= The Greenwich Village Follies of 1919 =

Musical revue with music by A. Baldwin Sloane

The Greenwich Village Follies of 1919 is a musical revue in two acts with music by A. Baldwin Sloane and lyrics co-authored by John Murray Anderson and Arthur Swanstrom. Anderson also wrote the book in collaboration with Philip Bartholomae. The first of The Greenwich Village Follies series of revues, the work premiered Off-Broadway at the Greenwich Village Theatre on July 15, 1919. Theatre scholar Thomas S. Hischak described it as "the first Off-Broadway musical to gain wide recognition in New York", and credited designer Charles Buckles Falls for adopting many new innovations in set design both original to him and from Europe which had a significant impact on future set design on Broadway.
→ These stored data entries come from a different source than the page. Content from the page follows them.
PR #4096, opened 2021-04-28
[dashboard/auth] don't override scopes when trying to acquire addional

AlexTugarev:
this PR fixes the authorization request for the registration of GitHub Apps.

### the problem

URL params of the authorization request were static `...&override=true&scopes=repo`, which works only for the Integration page, where we request the full set. 

### the solution

when requesting additional scopes, we should drop the `override=true` param.

### DIFF
--- a/components/dashboard/src/provider-utils.tsx
+++ b/components/dashboard/src/provider-utils.tsx
@@ -39,13 +39,15 @@ interface OpenAuthorizeWindowParams {
     login?: boolean;
     host: string;
     scopes?: string[];
+    overrideScopes?: boolean;
     onSuccess?: (payload?: string) => void;
     onError?: (error?: string) => void;
 }
 
 async function openAuthorizeWindow(params: OpenAuthorizeWindowParams) {
-    const { login, host, scopes, onSuccess, onError } = params;
+    const { login, host, scopes, overrideScopes, onSuccess, onError } = params;
     const returnTo = gitpodHostUrl.with({ pathname: 'complete-auth', search: 'message=success' }).toString();
+    const requestedScopes = scopes || [];
     const url = login
         ? gitpodHostUrl.withApi({
             pathname: '/login',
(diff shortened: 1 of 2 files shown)


components/dashboard/src/provider-utils.tsx
```diff
@@ -39,21 +39,24 @@ interface OpenAuthorizeWindowParams {
...
     onSuccess?: (payload?: string) => void;
     onError?: (error?: string) => void;
 }
 
 async function openAuthorizeWindow(params: OpenAuthorizeWindowParams) {
-    const { login, host, scopes, onSuccess, onError } = params;
+    const { login, host, scopes, additionalScopes, onSuccess, onError } = params;
     const returnTo = gitpodHostUrl.with({ pathname: 'complete-auth', search: 'message=success' }).toString();
+    const requestedScopes = scopes || additionalScopes || [];
+    const overrideScopes = !!scopes;
```
jankeromnes, line 51: This API seems a bit weird: If you provide both `additionalScopes` and `scopes`, it will pick `additionalScopes` but override?

Why introduce a different `additionalScopes` list in the first place? Maybe it's simpler to just make `overrideScopes` configurable?

AlexTugarev: Agree.

components/dashboard/src/settings/Integrations.tsx
```diff
@@ -158,6 +158,7 @@ function GitProviders() {
             await openAuthorizeWindow({
                 host,
                 scopes,
+                overrideScopes: true,
```
AlexTugarev, line 161: I think this is the single place where we actually want to override the scopes.
In all other cases we want to elevate scopes anyways.

jankeromnes (commented):
Unfortunately, the default value is not what every call-site currently expects.

Maybe also update this call-site?

https://github.com/gitpod-io/gitpod/blob/a356f9fe8659e1328b46e4ab520cd337e7071c5d/components/dashboard/src/start/CreateWorkspace.tsx#L71-L76

It also seems to me that we're mingling two different functions here, `openLoginWindow` and `openAuthorizeWindow`, but fixing that could be a follow-up.

jankeromnes (approved):
Code change looks good to me. Thanks!

AlexTugarev:
> Maybe also update this call-site?

Especially for the CreateWorkspace.tsx I'd argue, that it shouldn't be overridden at all. In that case, if it handles the NOT_AUTHENTICATED error, the provided guessed scopes should be appended.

Shirley Baker was also praised for her costume designs.

The Greenwich Village Follies transferred to Broadway where it opened at the Nora Bayes Theatre on September 9, 1919. Its final performance on Broadway was on January 31, 1920. Collectively, the show was performed a total of 232 times between the two theaters. The production starred Bessie McCoy Davis, Cecil Cunningham, Harry Delf, Bobby Edwards, Harry K. Morton, and Ted Lewis and his Orchestra.